EXERCISE - If a line below includes the string "have", copy it.

DATA TO PROCESS -

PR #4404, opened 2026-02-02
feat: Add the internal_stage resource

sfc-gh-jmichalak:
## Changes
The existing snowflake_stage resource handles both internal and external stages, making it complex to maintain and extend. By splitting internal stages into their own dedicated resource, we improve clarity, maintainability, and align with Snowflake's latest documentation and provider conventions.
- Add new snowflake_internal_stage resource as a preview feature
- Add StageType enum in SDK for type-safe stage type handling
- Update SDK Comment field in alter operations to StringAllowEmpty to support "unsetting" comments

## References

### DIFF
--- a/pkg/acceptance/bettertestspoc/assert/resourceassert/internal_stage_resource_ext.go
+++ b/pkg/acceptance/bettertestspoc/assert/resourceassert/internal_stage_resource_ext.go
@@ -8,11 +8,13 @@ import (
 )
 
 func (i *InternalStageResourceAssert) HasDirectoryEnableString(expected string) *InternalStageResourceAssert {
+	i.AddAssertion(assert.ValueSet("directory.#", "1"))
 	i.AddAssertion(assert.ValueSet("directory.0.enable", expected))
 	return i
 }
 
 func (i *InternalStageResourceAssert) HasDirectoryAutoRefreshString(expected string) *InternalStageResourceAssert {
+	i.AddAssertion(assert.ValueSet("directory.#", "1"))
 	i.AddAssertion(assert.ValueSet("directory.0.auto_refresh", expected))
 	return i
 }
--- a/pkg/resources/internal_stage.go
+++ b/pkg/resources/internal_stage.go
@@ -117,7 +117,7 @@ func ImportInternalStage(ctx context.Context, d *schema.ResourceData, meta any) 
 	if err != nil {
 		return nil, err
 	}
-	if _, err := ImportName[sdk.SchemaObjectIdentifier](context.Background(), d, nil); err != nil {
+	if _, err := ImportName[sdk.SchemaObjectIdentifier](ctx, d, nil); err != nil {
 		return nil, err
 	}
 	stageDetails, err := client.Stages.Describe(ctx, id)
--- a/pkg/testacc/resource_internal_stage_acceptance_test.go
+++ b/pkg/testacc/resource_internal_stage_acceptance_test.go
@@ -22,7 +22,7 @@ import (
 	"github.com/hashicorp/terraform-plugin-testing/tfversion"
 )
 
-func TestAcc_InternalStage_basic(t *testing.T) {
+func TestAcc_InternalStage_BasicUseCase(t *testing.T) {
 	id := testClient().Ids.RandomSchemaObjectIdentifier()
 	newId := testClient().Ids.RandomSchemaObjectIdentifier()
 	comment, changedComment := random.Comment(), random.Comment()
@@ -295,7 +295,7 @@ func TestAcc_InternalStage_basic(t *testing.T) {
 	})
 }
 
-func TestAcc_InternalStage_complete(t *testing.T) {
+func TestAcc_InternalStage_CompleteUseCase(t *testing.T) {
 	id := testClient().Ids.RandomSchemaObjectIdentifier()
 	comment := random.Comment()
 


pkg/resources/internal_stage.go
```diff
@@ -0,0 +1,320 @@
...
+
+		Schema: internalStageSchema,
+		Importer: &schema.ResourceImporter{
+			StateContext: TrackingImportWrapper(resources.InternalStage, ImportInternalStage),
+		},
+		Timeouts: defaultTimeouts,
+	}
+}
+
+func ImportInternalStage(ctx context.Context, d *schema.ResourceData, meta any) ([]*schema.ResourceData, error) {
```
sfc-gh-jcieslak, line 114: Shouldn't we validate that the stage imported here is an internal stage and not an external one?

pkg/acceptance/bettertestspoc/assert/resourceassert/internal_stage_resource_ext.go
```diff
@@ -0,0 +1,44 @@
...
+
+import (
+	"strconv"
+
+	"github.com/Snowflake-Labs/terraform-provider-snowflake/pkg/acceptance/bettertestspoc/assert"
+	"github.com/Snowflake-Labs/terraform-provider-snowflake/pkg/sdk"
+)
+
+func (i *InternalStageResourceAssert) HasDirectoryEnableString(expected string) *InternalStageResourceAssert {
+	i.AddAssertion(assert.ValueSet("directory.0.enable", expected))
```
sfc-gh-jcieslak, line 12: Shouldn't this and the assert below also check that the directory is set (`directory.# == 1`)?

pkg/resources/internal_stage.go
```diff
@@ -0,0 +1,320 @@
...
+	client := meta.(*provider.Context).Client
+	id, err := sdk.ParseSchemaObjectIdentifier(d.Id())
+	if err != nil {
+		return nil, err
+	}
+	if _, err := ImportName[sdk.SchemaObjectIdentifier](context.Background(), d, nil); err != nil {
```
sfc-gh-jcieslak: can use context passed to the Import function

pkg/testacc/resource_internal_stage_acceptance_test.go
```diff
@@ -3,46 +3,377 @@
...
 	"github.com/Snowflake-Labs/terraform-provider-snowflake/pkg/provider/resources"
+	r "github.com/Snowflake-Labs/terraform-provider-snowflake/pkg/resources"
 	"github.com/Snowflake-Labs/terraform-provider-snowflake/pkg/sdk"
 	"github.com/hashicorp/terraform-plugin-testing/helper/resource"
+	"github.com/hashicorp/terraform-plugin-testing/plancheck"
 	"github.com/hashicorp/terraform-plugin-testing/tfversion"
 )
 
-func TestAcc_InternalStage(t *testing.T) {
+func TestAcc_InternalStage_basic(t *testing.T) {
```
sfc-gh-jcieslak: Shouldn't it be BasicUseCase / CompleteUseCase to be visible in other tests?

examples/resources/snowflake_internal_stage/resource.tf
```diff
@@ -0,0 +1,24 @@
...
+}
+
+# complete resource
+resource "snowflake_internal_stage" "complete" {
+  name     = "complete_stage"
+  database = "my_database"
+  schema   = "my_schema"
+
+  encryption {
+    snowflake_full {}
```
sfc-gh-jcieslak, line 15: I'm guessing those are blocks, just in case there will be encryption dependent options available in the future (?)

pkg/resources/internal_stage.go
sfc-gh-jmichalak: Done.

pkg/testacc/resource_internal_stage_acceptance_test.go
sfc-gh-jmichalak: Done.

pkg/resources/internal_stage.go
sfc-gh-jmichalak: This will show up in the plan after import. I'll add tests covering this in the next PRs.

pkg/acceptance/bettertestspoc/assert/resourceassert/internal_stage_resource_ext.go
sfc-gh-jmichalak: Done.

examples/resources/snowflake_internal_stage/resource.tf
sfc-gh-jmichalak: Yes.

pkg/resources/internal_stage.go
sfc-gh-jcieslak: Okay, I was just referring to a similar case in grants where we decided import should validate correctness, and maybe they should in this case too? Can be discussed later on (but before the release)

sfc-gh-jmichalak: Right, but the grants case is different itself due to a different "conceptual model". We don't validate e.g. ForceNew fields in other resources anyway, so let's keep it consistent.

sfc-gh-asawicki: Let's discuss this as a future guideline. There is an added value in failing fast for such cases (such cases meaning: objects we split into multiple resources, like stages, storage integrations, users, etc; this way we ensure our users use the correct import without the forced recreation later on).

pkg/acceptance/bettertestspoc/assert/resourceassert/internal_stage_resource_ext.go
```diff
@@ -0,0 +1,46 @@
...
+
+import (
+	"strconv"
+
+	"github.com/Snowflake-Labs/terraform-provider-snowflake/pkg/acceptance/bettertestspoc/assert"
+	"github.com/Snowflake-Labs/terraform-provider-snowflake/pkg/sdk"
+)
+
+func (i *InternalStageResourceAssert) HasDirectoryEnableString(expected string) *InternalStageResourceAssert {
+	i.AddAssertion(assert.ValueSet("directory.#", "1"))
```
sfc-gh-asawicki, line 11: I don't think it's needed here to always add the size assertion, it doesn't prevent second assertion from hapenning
--
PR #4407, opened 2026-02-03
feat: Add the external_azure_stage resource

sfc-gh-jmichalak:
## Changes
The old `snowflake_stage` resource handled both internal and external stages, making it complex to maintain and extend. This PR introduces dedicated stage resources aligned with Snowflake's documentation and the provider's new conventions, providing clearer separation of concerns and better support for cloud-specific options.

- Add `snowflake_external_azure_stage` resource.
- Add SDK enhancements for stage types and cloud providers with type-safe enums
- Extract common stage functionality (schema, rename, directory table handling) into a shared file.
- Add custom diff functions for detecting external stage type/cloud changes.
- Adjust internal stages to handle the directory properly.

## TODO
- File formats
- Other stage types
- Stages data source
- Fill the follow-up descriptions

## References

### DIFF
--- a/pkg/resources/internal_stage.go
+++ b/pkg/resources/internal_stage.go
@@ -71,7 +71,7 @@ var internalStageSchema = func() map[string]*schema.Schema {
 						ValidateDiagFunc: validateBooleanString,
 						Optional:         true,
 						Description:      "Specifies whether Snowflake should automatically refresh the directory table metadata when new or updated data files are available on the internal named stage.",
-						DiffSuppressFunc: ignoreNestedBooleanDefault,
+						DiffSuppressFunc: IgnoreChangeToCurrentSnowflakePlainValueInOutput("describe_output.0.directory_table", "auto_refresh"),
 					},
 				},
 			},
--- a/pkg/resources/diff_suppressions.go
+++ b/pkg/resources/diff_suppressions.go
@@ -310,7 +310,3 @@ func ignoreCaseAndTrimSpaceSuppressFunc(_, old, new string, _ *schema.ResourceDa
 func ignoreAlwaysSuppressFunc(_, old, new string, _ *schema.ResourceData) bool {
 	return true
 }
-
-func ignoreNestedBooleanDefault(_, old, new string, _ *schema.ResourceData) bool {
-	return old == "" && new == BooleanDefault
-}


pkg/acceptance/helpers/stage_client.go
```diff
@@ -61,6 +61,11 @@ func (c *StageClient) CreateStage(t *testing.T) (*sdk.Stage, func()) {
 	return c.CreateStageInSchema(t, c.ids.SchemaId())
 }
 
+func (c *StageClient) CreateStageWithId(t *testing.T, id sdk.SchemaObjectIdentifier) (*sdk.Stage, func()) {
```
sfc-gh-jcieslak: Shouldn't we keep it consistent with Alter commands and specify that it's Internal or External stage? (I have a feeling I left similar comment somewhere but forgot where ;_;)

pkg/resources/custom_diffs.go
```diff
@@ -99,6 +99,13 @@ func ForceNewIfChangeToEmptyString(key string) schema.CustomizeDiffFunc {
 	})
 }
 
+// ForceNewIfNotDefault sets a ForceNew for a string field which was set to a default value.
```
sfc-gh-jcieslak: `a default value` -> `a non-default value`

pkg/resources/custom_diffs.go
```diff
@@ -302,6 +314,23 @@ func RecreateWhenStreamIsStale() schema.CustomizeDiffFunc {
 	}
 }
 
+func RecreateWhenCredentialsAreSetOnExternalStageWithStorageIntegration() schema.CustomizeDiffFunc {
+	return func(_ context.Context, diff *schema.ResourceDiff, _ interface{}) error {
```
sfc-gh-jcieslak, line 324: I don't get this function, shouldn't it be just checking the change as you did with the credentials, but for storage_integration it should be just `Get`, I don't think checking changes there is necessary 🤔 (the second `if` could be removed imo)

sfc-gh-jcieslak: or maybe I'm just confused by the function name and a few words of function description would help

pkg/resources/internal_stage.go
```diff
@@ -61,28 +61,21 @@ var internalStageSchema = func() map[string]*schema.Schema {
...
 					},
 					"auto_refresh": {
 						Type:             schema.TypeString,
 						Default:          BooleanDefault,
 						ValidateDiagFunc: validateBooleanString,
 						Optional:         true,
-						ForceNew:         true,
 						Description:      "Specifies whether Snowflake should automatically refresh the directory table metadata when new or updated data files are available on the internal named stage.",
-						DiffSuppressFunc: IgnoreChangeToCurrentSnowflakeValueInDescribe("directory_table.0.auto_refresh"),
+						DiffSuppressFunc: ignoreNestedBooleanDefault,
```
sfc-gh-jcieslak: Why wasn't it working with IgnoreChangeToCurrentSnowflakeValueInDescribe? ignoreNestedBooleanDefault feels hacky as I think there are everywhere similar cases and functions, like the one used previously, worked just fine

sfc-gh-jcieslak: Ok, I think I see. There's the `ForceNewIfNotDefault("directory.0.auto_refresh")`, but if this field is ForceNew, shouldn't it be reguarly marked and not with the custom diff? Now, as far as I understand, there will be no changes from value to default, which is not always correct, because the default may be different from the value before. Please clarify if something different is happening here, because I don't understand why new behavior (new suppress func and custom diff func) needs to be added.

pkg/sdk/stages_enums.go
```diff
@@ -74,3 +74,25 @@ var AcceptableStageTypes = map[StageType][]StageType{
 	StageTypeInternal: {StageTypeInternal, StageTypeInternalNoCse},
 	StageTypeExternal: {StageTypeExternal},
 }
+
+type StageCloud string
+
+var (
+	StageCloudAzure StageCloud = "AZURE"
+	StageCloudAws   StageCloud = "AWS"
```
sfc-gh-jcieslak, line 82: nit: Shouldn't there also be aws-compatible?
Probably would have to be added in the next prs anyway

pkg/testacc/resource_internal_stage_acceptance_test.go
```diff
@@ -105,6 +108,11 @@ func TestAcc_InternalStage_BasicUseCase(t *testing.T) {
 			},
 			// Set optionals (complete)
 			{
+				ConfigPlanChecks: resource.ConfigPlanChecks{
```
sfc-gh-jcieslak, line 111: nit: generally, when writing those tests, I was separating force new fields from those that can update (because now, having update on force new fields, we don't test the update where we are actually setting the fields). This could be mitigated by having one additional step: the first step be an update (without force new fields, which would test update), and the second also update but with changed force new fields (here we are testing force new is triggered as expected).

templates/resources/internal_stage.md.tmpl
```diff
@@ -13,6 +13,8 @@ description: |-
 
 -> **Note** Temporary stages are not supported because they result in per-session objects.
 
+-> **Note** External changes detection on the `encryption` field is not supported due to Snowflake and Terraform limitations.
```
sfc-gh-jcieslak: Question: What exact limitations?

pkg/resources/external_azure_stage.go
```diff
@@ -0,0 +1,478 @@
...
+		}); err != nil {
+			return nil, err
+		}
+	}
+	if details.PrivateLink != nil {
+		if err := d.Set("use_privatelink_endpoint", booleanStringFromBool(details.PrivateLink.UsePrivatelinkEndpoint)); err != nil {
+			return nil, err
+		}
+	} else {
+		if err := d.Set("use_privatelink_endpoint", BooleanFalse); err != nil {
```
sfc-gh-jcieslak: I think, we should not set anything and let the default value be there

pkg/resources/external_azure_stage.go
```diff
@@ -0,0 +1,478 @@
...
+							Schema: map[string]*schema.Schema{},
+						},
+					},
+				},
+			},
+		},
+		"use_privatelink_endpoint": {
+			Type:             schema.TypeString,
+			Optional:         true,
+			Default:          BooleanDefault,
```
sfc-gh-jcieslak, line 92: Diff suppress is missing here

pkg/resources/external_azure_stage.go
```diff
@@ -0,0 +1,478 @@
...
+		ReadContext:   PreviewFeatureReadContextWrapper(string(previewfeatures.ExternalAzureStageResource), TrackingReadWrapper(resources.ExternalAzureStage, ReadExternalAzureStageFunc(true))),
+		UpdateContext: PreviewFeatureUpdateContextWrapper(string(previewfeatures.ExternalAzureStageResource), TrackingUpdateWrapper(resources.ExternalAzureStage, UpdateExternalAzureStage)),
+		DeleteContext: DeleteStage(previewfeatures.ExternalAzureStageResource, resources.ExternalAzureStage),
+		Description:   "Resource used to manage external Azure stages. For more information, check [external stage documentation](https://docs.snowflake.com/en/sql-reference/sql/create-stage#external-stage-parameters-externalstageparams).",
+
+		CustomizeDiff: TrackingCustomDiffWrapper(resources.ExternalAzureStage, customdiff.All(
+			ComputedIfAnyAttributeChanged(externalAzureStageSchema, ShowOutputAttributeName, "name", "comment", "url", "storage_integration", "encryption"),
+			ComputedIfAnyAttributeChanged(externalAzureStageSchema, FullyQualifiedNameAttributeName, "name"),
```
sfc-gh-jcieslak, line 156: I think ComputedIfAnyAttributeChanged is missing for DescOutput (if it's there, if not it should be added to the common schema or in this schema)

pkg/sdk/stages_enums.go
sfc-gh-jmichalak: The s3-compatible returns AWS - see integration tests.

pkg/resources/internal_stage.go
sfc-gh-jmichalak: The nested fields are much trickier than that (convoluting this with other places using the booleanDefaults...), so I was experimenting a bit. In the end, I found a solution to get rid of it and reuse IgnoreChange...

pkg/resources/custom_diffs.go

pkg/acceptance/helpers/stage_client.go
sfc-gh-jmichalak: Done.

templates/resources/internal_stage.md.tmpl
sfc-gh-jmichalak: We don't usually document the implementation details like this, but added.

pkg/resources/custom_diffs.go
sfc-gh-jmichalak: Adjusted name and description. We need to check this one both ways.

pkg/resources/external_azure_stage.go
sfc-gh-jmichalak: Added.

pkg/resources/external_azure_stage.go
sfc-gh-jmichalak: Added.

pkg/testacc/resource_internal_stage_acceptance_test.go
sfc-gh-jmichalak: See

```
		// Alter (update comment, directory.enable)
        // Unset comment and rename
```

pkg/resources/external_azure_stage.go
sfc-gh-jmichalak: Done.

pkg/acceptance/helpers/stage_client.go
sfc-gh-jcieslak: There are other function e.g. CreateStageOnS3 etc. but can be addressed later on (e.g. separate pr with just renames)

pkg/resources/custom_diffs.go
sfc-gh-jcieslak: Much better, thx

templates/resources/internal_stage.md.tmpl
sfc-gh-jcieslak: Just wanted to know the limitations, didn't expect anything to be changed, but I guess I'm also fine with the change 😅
...
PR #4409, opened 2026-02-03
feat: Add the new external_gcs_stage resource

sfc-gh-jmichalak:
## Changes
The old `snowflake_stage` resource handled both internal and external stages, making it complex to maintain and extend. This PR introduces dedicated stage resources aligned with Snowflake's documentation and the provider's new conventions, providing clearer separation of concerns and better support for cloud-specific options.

SOLUTION BELOW -
sfc-gh-jcieslak: Shouldn't we keep it consistent with Alter commands and specify that it's Internal or External stage? (I have a feeling I left similar comment somewhere but forgot where ;_;)
Probably would have to be added in the next prs anyway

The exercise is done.